Преддверие (Книга 3)
Шрифт:
– Прочь с дороги, воронье!
– Священник неожиданно остановился со своей ношей в руках: в его синих молодых глазах вспыхнул жестокий огонь. Человечины захотелось?
– Н-но ты, поп, - немного неуверенно произнес Тушнов, поднимая наган, неуверенность вызвала сдерживаемая сила, клокочущая в этом глубоком, исходящем из широкой груди голосе.
– Дырку в шкуре просверлить? Я мигом...
Все оставалось по-прежнему: их было двое, и они были вооружены, а священник, с занятыми руками, стоял перед ними - безоружный, пеший, один... И все же... Говорить так не мог беспомощный
– А черт с ним, брось, патрона жалко, - нехотя, но почему-то знал, что беспардонная эта слабина не найдет возражений у приятеля, проговорил Дроздов.
– Пускай возится - эта сволочь все равно подыхает...
– Уж его точно, - бросил Тушнов, не глядя, однако, на товарища.
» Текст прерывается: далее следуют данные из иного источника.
PR #18344, opened 2026-06-04
fix(table): alignments of `expand` and `header_on_separator`

Bahex:
## Description

I first noticed that the cell right below a missing value would be incorrectly aligned.
After some testing I narrowed the preconditions to:
- `header_on_separator` is `true`
- the value below the *missing value* is a *string*
  - instead of a missing value, it can be any type with non standard alignment (e.g. numbers are right aligned)
  - the affected values are not limited to string, any type with the default alignment is affected

Another bug that surfaced during testing was the alignment of the missing value symbol differed between `expand=false` (right aligned) and `expand=true` (center aligned).

This PR fixes those issues.

### Fixed table alignment with `header_on_separator`

Alignment issues in `table` when `header_on_separator` is on are fixed:

<table>
<tr> <th>Before</th> <th>After</th> </tr>
<tr>
<td width="500">

```
╭─#─┬─align──┬────val─────╮
│ 0 │ _      │ __________ │
│ 1 │ left   │ a          │
│ 2 │ right  │          0 │
│ 3 │ left   │          a │
│ 4 │ center │     ❎     │
│ 5 │ left   │     a      │
│ 6 │ center │     ❎     │
│ 7 │ right  │          0 │
╰───┴────────┴────────────╯
```

</td>
<td width="500">

```
╭─#─┬─align──┬────val─────╮
│ 0 │ _      │ __________ │
│ 1 │ left   │ a          │
│ 2 │ right  │          0 │
│ 3 │ left   │ a          │
│ 4 │ center │     ❎     │
│ 5 │ left   │ a          │
│ 6 │ center │     ❎     │
│ 7 │ right  │          0 │
╰───┴────────┴────────────╯
```

</td>
</tr>
</table>

## Additional notes

- `Itertools` is imported in the tests for the `.positions()` method.

### DIFF
--- a/crates/nu-command/tests/commands/table.rs
+++ b/crates/nu-command/tests/commands/table.rs
@@ -1,3 +1,4 @@
+use itertools::Itertools;
 use nu_test_support::fs::Stub::FileWithContent;
 use nu_test_support::playground::Playground;
 use nu_test_support::prelude::*;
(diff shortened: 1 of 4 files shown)


fdncred (approved):
Weird that it did that. Thanks for the fix!

PR #18349, opened 2026-06-05
Fix overshadowing breaking aliases

### LINKED ISSUE #17413: overshadowing of immutable variables breaks aliases and functions
### Bug report form

### Describe the bug

if a variable is used in an alias, and later the variable is redefined with another `let`, alias breaks.

### How to reproduce

Image

### Expected behavior

If a variable exists, alias should be able to access it.

I am not sure about scope, though - should alias display the latest value of `$x` or the value when the alias was defined?

But in any case, `variable not found` is not the right thing.

### Configuration

ayax79:
## Description

Fixes the overshadowing breaking issue described in #17413, by ensuring that VarIds are not cleaned up that referenced by aliases or shadowed

### Fix aliases breaking when variables used in them are shadowed

Shadowing variables used in aliases could cause the alias to stop working:
```nushell
let x = 10
alias xx = print $x
xx
# => 10

let x = 20
xx
# => Error: nu::shell::variable_not_found
# => 
# =>   × Variable not found
# =>    ╭─[repl_entry #2:1:18]
# =>  1 │ alias xx = print $x
# =>    ·                  ─┬
# =>    ·                   ╰── variable not found
# =>    ╰────
```

Now aliases continue working with the original value of the variable:
```nushell
let x = 10
alias xx = print $x
xx
# => 10

let x = 20
xx
# => 10
```

## Additional notes
- fixes #17413


crates/nu-protocol/src/engine/engine_state.rs
```diff
@@ -1122,6 +1133,93 @@ impl EngineState {
...
 }
 
+/// Recursively collect all `VarId`s referenced by `Expr::Var` nodes in `expr`.
+/// This is used by [`EngineState::cleanup_stack_variables`] to avoid removing
+/// variables that are still referenced by alias definitions.
+fn collect_alias_var_ids(
+    expr: &crate::ast::Expression,
+    engine_state: &EngineState,
+    var_ids: &mut std::collections::HashSet<VarId>,
+) {
```
WindSoilder: Is it necessary to cover so much cases?  Refer to parser, alias wrapped call can only be `Expr::Call` and `Expr::ExternalCall`.  I think it'd be useful to match `Expr::Var` because of recursive call.
But I'm not sure about other cases.

ayax79: Good, point. I'll reduce it down to begin with. We could always add more cases later.

ayax79: Well.. It breaks still with just those. I guess I will need to spend some time debugging which Exprs need to be covered.

ayax79: I also needed Expr::FullCellPath for it to work

WindSoilder:
I tried it, but it doesn't seem right to me.
```
let x = 10
alias xx = print $x
let x = 20
xx
```
It outputs 10, but I guess it should output 20

ayax79:
@WindSoilder hmm... If x were mut then I would think it should print 20. Since x is immutable and the alias was created with the original unshadowed value, the value should be 10.

crates/nu-test-support/src/tester/mod.rs
```diff
@@ -365,6 +365,12 @@ impl NuTester {
 
         Ok(())
     }
+
+    /// Necessary in order to test variable cleanup bugs
+    #[track_caller]
+    pub fn cleanup_stack_variables(&mut self) {
+        self.engine_state.cleanup_stack_variables(&mut self.stack);
+    }
```
cptpiepmatz: I think you can remove this one. I just merged #18371.

cptpiepmatz (changes requested):

PR #18353, opened 2026-06-05
feat(`any`/`all`): Allow using row conditions alongside closures

Mrfiregem:
## Description

I believe `where`'s row conditions to be a nice syntax for that command, and always thought `all` and `any`, being in the same sort of vein as `where` would also benefit from them. As it turns out, it's as simple as changing the syntax shape, so I thought I'd make this PR and let the maintainers decide if they wanted to implement this or not.

### `any` and `all` now accept row conditions just like `where`
In addition to the current closure syntax, `any` and `all` can now be given row conditions to make writing filters more streamlined.

```nushell
[9 8 7 6] | enumerate | any item == index * 2
```

Just like with `where`, you can reference column names directly, and use the `$it` variable to construct predicates given to both commands, or continue to use closures for more extensive constructions.

```nushell
[1sec 1min 1hr] | all ($it | describe) == 'duration'
```

## Additional notes

In the past, it's been discussed about removing row conditions entirely, but looking at the current state of discussion, it doesn't seem to be going that way right now. If that's still the case, though, I'm fine with this PR being closed.

~~Currently, `{}` is still supported, though with a deprecation warning, which required fudging the type signatures a bit.~~


cptpiepmatz:
I like this change but I don't entirely understand what we want to deprecate here?

Mrfiregem:
Re @cptpiepmatz: Passing just `{}` as an argument to a command expecting a row condition is treated as giving it a row condition that evaluates to an empty record instead of a no-op closure, which it was treated as before (Not sure if this is expected, but there are simple workarounds given in the deprecation notice). This throws a type error since the returned record can't be converted to a bool.

While this seems like a niche use-case to me since it'd only work on a list of bools, the first examples of both commands _do_ use `{}`, so I'm playing it safe by special-casing it and warning the user that that syntax won't work in future versions. My method did require me to fudge the type signature a bit for the duration of the deprecation, though, so if you think of a better way, I'll gladly implement that instead.

Bahex:
I'll look into making it parse as an empty closure instead. That would be cleaner IMO.

cptpiepmatz:
@Bahex do we want to merge this PR as is still and then take your changes later on?

Bahex:
I'll try getting it done today, I don't want to go back and forth on command signatures and warnings.

Aside from that, it might be best to discuss this with the core team. IIRC row conditions used to be more common and not just constrained to `where`, and were cut back on due to parsing issues (I think?). We should look through the history of those changes and not make a final decision until there is consensus.

I personally do like this for the record.

Bahex:
@Mrfiregem I merged the parser fix.

You can rebase on main and then just remove the deprecation related code.

fdncred:
@Bahex we removed row conditions because the thinking prior was that it was "too much magic". i personally like row conditions and would use them anywhere that it fits. i can probably find the pr where we removed them.

Here's a couple PRs where we started making changes to this.
https://github.com/nushell/nushell/pull/7428
https://github.com/nushell/nushell/pull/7365

cptpiepmatz (approved):

cptpiepmatz:
We talked about this today in our meeting and we like it. Gonna merge it after the release

fdncred:
I'd also like to see row-conditions in any command that it makes sense for.

fdncred:
Thanks

blindFS:
~A side note: I have no idea of how to make tree-sitter-nu support this new syntax. Better to resort to agents for that matter. Otherwise there will be a new discrepancy.~

Issue #16832, opened 2025-10-08
Experimental Option Tracking: enforce-runtime-annotations


mkatychev:
### Identifier

enforce-runtime-annotations

### Introducing PR

#16079

### Status

opt-in

### Description

Enforce type checking of `let` assignments at runtime so that invalid type conversion errors propagate the same way they would for predefined values:

```io
Error: nu::parser::type_mismatch

  × Type mismatch.
   ╭─[example1.nu:2:32]
 1 │ let table1: table<a: string> = [{a: "foo"}]
 2 │ let table2: table<b: string> = $table1
   ·                                ───┬───
   ·                                   ╰── expected table<b: string>, found table<a: string>
   ╰────
```

### Related

https://github.com/nushell/nushell/pull/16530

mkatychev:
@132ikl I could use some advice on how to describe this flag.

Bahex:
A type system bug was caught thanks to this: #18212

PR #18355, opened 2026-06-06
Fix/stor return type

Bahex:
### Fixed stor open return type
`stor open` returns the custom value `SQLiteDatabase`, yet it's signature had `sqlite-in-memory` as the return type. This causes problems with the `enforce-runtime-annotations` experimental option:
```nushell
let db = stor open
# Error: nu::shell::cant_convert
# 
#   × Can't convert to sqlite-in-memory.
#    ╭─[repl_entry #1:1:10]
#  1 │ let db = stor open 
#    ·          ────┬────
#    ·              ╰── can't convert SQLiteDatabase to sqlite-in-memory
#    ╰────
```

The return type has been corrected to `SQLiteDatabase`.

## Additional notes
- related #16832

### DIFF
--- a/crates/nu-command/src/stor/open.rs
+++ b/crates/nu-command/src/stor/open.rs
@@ -12,10 +12,7 @@ impl Command for StorOpen {
 
     fn signature(&self) -> Signature {
         Signature::build("stor open")
-            .input_output_types(vec![(
-                Type::Nothing,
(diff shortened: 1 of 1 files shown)


fdncred (approved):
That's weird. I wonder why I did that. Looks good to me.

PR #18363, opened 2026-06-08
fix(parser): a regression of parse_unit_value where `[.foons]` not return early

blindFS:
## Description

Fixes a regression introduced by #17923

Fixed a regression where lists like `[.foons]` will cause parser error.


blindFS:
`[.0foons]` is still not allowed, but it's at least consistent with `[-0foons]` now.

WindSoilder (approved):
Thanks!  LGTM

fdncred:
Thanks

Поехали!
Комсомольцы повернули лошадей и поскакали догонять колонну.
2
Это были мягкие черные волны - медленно качая, они плавно и скользяще вели куда-то, они уносили... Не было мысли, не было боли - были только уносящие, качающие черные волны...
И был неожиданно вспыхнувший синий огонь где-то вдали - синяя, идущая наперерез мощная высокая волна, она мчалась, рассекая движение черных волн, нарушая их ход, сметая все на своем пути, - она захлестнула и подхватила, увлекая обратно, подбросила на стремительном изгибе гребня - и с силой швырнула вниз, озарив сознание ослепительной вспышкой боли, последовавшей за хрустом впивающейся в грудь прохладной иглы...
"ГОСПОДИ, ВОЗДВИГНИ СИЛУ ТВОЮ И ПРИИДИ ВОЕЖЕ СПАСТИ НЫ!"
Вспышка боли озарила грозное, со сверкающими глазами и гневно раздувающимися ноздрями, лицо воина, который повергал какого-то невидимого врага. Это был древнерусский воин - длинные русые волосы его были схвачены повязкой на высоком лбу..:
"ДА ВОСКРЕСНЕТ БОГ, И РАСТОЧАТЬСЯ ВРАЗИ ЕГО".
В этом лице было упоение боя...
"И ДА БЕЖАТ ОТ ЛИЦА ЕГО НЕНАВИДЯЩИИ ЕГО, ЯКО ИСЧЕЗАЕТ ДЫМ ДА ИСЧЕЗНУТ".
Освещаемое вспышками боли лицо не исчезало, оно возникало тем явственнее, чем мучительнее становилась раздирающая боль.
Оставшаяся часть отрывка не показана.